MATERIAL SUPPLIED below:

PR #143, opened 2022-08-16
[FLINK-27535] Optimize the unit test execution time

yunfengzhou-hub:

This PR reduces the total execution time of Flink ML CIs so as to improve the efficiency of Flink ML development.

This PR mainly focuses on optimizing the execution time of Java tests. Python tests might be further optimized in separate PRs.

Compared with the current CI on the master branch, which took about 15 minutes[1], the CI of this PR would complete the same Java tests in about three minutes[2].

[1] https://github.com/apache/flink-ml/actions/runs/2872725840
[2] https://github.com/apache/flink-ml/actions/runs/2879967153

## Brief change log
- Make sure all flink-ml-lib tests create a static mini-cluster for all test cases in its class, reducing the overhead to start and shut down clusters
- Disable unaligned checkpoints in test cases
- Split maven tests into multiple CI jobs to improve concurrency.

### DIFF
--- a/pom.xml
+++ b/pom.xml
@@ -553,7 +553,6 @@ under the License.
           <trimStackTrace>false</trimStackTrace>
           <systemPropertyVariables>
             <forkNumber>0${surefire.forkNumber}</forkNumber>
-            <checkpointing.randomization>true</checkpointing.randomization>
             <project.basedir>${project.basedir}</project.basedir>
             <!--suppress MavenModelInspection -->
             <test.randomization.seed>${test.randomization.seed}</test.randomization.seed>
--- a/.github/workflows/java8-build.yml
+++ b/.github/workflows/java8-build.yml
@@ -3,9 +3,11 @@ name: Java 8 Build
 on: [push, pull_request]
 
 jobs:
-  build:
+  java-tests:
     runs-on: ubuntu-latest
-
+    strategy:
+      matrix:
+        stage: ['core', 'lib', 'tests', 'misc']
     steps:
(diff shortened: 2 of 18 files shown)


pom.xml
```diff
@@ -548,12 +548,13 @@ under the License.
         <artifactId>maven-surefire-plugin</artifactId>
         <version>2.22.1</version>
         <configuration>
+          <parallel>classes</parallel>
+          <useUnlimitedThreads>true</useUnlimitedThreads>
```
lindong28, line 552: If the number of classes is much more than the physical cores, would it cause performance regression?

pom.xml
```diff
@@ -548,12 +548,13 @@ under the License.
         <artifactId>maven-surefire-plugin</artifactId>
         <version>2.22.1</version>
         <configuration>
+          <parallel>classes</parallel>
```
lindong28, line 551: Do you know why apache/flink does not use parallel=classes? It might be safer to understand Flink's approach to make sure it is safe to use parallelize tests across classes before making this change.

lindong28 (commented):

pom.xml
yunfengzhou-hub: I have not found discussions about using this parameter in Flink, and I agree with it that running tests in parallel might bring risks. I'll remove this parameter.

lindong28:
Thanks for the update. Can you provide the statistics of the CI execution time before and after this PR? And can you update the PR description as appropriate?

PR #145, opened 2022-08-22
[FLINK-29044] Add Transformer for DCT

yunfengzhou-hub:

Add Transformer for DCT in Flink ML.

## Brief change log
- Added Transformer for DCT.
- Added java test/example for DCT.
- Added python source/test/example for DCT.
- The public interface is consistent with DCT in Spark ML.

### DIFF
--- a/flink-ml-lib/src/main/java/org/apache/flink/ml/feature/dct/DCT.java
+++ b/flink-ml-lib/src/main/java/org/apache/flink/ml/feature/dct/DCT.java
@@ -1,0 +1,139 @@
+/*
+ * Licensed to the Apache Software Foundation (ASF) under one
+ * or more contributor license agreements.  See the NOTICE file
+ * distributed with this work for additional information
+ * regarding copyright ownership.  The ASF licenses this file
+ * to you under the Apache License, Version 2.0 (the
+ * "License"); you may not use this file except in compliance
+ * with the License.  You may obtain a copy of the License at
+ *
+ *     http://www.apache.org/licenses/LICENSE-2.0
+ *
+ * Unless required by applicable law or agreed to in writing, software
+ * distributed under the License is distributed on an "AS IS" BASIS,
+ * WITHOUT WARRANTIES OR CONDITIONS OF ANY KIND, either express or implied.
+ * See the License for the specific language governing permissions and
+ * limitations under the License.
+ */
+
+package org.apache.flink.ml.feature.dct;
+
+import org.apache.flink.api.common.functions.MapFunction;
+import org.apache.flink.api.java.typeutils.RowTypeInfo;
+import org.apache.flink.ml.api.Transformer;
+import org.apache.flink.ml.common.datastream.TableUtils;
+import org.apache.flink.ml.linalg.DenseVector;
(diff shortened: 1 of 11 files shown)


lindong28:
Thanks for the PR. LGTM.

@zhipeng93 Do you want to take another look?

zhipeng93:
> Thanks for the PR. LGTM.
> 
> @zhipeng93 Do you want to take another look?

Thanks for the review.  I will do a pass today.

flink-ml-lib/src/main/java/org/apache/flink/ml/feature/dct/DCT.java
```diff
@@ -0,0 +1,138 @@
...
+    public Table[] transform(Table... inputs) {
+        Preconditions.checkArgument(inputs.length == 1);
+
+        StreamTableEnvironment tEnv =
+                (StreamTableEnvironment) ((TableImpl) inputs[0]).getTableEnvironment();
+
+        RowTypeInfo inputTypeInfo = TableUtils.getRowTypeInfo(inputs[0].getResolvedSchema());
+        RowTypeInfo outputTypeInfo =
+                new RowTypeInfo(
+                        ArrayUtils.addAll(inputTypeInfo.getFieldTypes(), VectorTypeInfo.INSTANCE),
```
zhipeng93, line 72: It seems that the output is always a dense vector. How about make it `DenseVectorTypeInfo.INSTANCE`?

flink-ml-lib/src/main/java/org/apache/flink/ml/feature/dct/DCT.java
```diff
@@ -0,0 +1,138 @@
...
+            this.isInverse = isInverse;
+            this.dctTransformer = null;
+            this.previousVectorSize = -1;
+        }
+
+        @Override
+        public Row map(Row row) throws Exception {
+            Vector vector = row.getFieldAs(inputCol);
+
+            if (dctTransformer == null || previousVectorSize != vector.size()) {
```
zhipeng93, line 105: nit: `dctTransformer == null` seems unnecessary.

flink-ml-lib/src/main/java/org/apache/flink/ml/feature/dct/DCTParams.java
```diff
@@ -0,0 +1,46 @@
...
+                    "inverse",
+                    "Whether to perform the inverse DCT (true) or forward DCT (false).",
+                    false);
+
+    default boolean getInverse() {
+        return get(INVERSE);
+    }
+
+    default T setInverse(boolean value) {
+        set(INVERSE, value);
```
zhipeng93, line 43: nit: could be `return set(INVERSE, value);`

zhipeng93 (commented):
Thanks for the PR. LGTM overall. Left some minor comments below.

BTW, do you think it is a good idea to introduce `JLargeArrays` here? It needs to allocate off-heap memory when the array size is bigger than INT.MAX, which is not friendly to Flink memory management.

In this PR I am ok since the size is always smaller than INT.MAX.

zhipeng93:
LGTM.

PR #144, opened 2022-08-19
[FLINK-29043] Reduce HeadOperator overhead

yunfengzhou-hub:
## What is the purpose of the change
Improve the performance of Flink ML iteration mechanism by reducing the overhead on HeadOperator

The performance improvement brought by this PR on the execution time of unit tests of algorithms with iterations are as follows.

|                        | Before this PR[1] | After this PR [2] |
| ---------------------- | ----------------- | ----------------- |
| LinearSVCTest          | 34.597 s          | 15.623 s          |
| LogisticRegressionTest | 48.325 s          | 24.649 s          |
| KMeansTest             | 32.816 s          | 29.967 s          |
| LinearRegressionTest   | 49.92 s           | 33.991 s          |

[1] https://github.com/apache/flink-ml/runs/7892649470?check_suite_focus=true
[2] https://github.com/apache/flink-ml/runs/7916115762?check_suite_focus=true

## Brief change log
- Add `MailboxExecutor` subclass, `MailboxExecutorWithYieldTimeout`, that supports `yield()` method that would not block infinitely
- Pass `MailboxExecutorFactory` to `HeadOperator()` to make sure it, or the `MailboxExecutorWithYieldTimeout` instance, has exclusive access to the `MailboxExecutor` instance.
- replace the `tryYield` and `sleep` in `HeadOperator.endInput()` with the `yield()` with timeout.

## Does this pull request potentially affect one of the following parts:
- Dependencies (does it add or upgrade a dependency): (no)
- The public API, i.e., is any changed class annotated with @public(Evolving): (no)
- Does this pull request introduce a new feature? (no)
- If yes, how is the feature documented? (N/A)

PR #147, opened 2022-08-23
[FLINK-29043] Reduce overhead for non-feedback HeadOperator mails

yunfengzhou-hub:

Improve the performance of Flink ML iteration mechanism by reducing the overhead on HeadOperator.

While #144 has reduced the overhead brought by `HeadOperator.endInput()`, it is discovered that the implementation has only reduced the overhead of `Mail`s related to feedback edge. The other mails, like operator events, still need to wait until timeout before they are able to be processed, which is equivalent to `Thread.sleep(timeout)`. Thus we need to improve the implementation in #144 to reduce the overhead for all mails the `HeadOperator` would receive.

The performance improvement brought by this PR on the unit tests of algorithms with iterations is as follows.

|                        | Before this PR [1] | After this PR [2] |
| ---------------------- | ------------------ | ----------------- |
| LinearSVCTest          | 21.195 s           | 5.111 s           |
| LogisticRegressionTest | 25.164 s           | 5.852 s           |
| KMeansTest             | 31.86 s            | 12.23 s           |
| LinearRegressionTest   | 32.526 s           | 7.736 s           |

[1] https://github.com/apache/flink-ml/runs/7966776640?check_suite_focus=true
[2] https://github.com/apache/flink-ml/runs/7968880728?check_suite_focus=true

## Brief change log
- Replace the lock and condition used in `HeadOperator.MailboxExecutorWithYieldTimeout` with a timer to schedule the timeout event.

### DIFF
--- a/flink-ml-iteration/src/main/java/org/apache/flink/iteration/operator/HeadOperator.java
+++ b/flink-ml-iteration/src/main/java/org/apache/flink/iteration/operator/HeadOperator.java
@@ -76,22 +76,22 @@ import org.apache.flink.streaming.api.operators.Output;
 import org.apache.flink.streaming.runtime.streamrecord.StreamRecord;
 import org.apache.flink.streaming.runtime.tasks.ProcessingTimeService;
 import org.apache.flink.streaming.runtime.tasks.StreamTask;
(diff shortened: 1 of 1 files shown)


lindong28:
Thanks for the PR. LGTM.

End of MATERIAL SUPPLIED.

> EXERCISE BRIEF: When a line in the data holds the word "files", show that line.

> WRITTEN ANSWER:
(diff shortened: 2 of 18 files shown)
(diff shortened: 1 of 11 files shown)
(diff shortened: 1 of 1 files shown)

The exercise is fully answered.